- **Goal of the exercise**:
Of all the lines in the records below, copy only those that contain the string "root".

- **Supplied material**:

PR #2374, opened 2026-08-24
fix(dart): implement atomic two-pass component validation in MessageProcessor

diegolopezrm:
## Summary

Ports the atomic two-pass component validation from #2332 (Swift) to the Dart implementation.

`MessageProcessor._processUpdateComponents` validated and applied components in a single pass. If an update payload contained a valid component followed by an invalid one, the valid component was already committed to `SurfaceComponentsModel` when the error was raised, leaving the surface in a half-updated state that no message describes and the client has no way to recover.

This mirrors the structure #2332 introduced in Swift:

1. **Validation pass** — every component in the batch is checked for a required `id` and, when the component does not already exist, a required `component` type. Any failure throws and the batch is abandoned without touching surface state.
2. **Mutation pass** — runs only once the whole batch has passed validation.

## Reproduction

Before this change, the following left `root` committed even though the batch was rejected:

```dart
processor.processMessages([
  CreateSurfaceMessage(surfaceId: 's1', catalogId: catalog.id),
]);

// throws A2uiValidationError for the second component...
processor.processMessages([
  UpdateComponentsMessage(surfaceId: 's1', components: [
    {'id': 'root', 'component': 'Text', 'text': 'valid'},
    {'component': 'Text', 'text': 'no id'},
  ]),
]);

// ...but 'root' was already in the surface.
surface.componentsModel.get('root'); // non-null before, null after
```

## Behavioural note

The "cannot create a component without a type" check moves from the mutation site into the validation pass. It keeps the same meaning — the type is required only when the component does not already exist, so updating an existing component without repeating its type still works — but it is now evaluated for the whole batch before anything is applied. A test covers that case explicitly so the relaxation is not lost.

## Tests

Five tests added to `dart/a2ui_core/test/processor_test.dart`:

- a fully valid batch still applies every component;
- a batch rejected for a missing `id` leaves the surface untouched;
- a batch rejected for a missing `component` type leaves the surface untouched;
- a rejected batch does not overwrite components applied by an earlier accepted batch;
- updating an existing component without repeating its type keeps working.

The three regression tests fail on `main` and pass with this change. The other two guard against over-restriction.

`dart test` in `dart/a2ui_core`: 74 passing (69 before). `dart analyze` reports the same two pre-existing `unnecessary_library_directive` infos as `main` and nothing new.


diegolopezrm:
@googlebot I signed it!

diegolopezrm:
@googlebot I signed it!

diegolopezrm:
@googlebot I signed it!

jacobsimionato (approved):

jacobsimionato:
Thank you for this nice improvement!!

- **Worked solution**:
Before this change, the following left `root` committed even though the batch was rejected:
    {'id': 'root', 'component': 'Text', 'text': 'valid'},
// ...but 'root' was already in the surface.
surface.componentsModel.get('root'); // non-null before, null after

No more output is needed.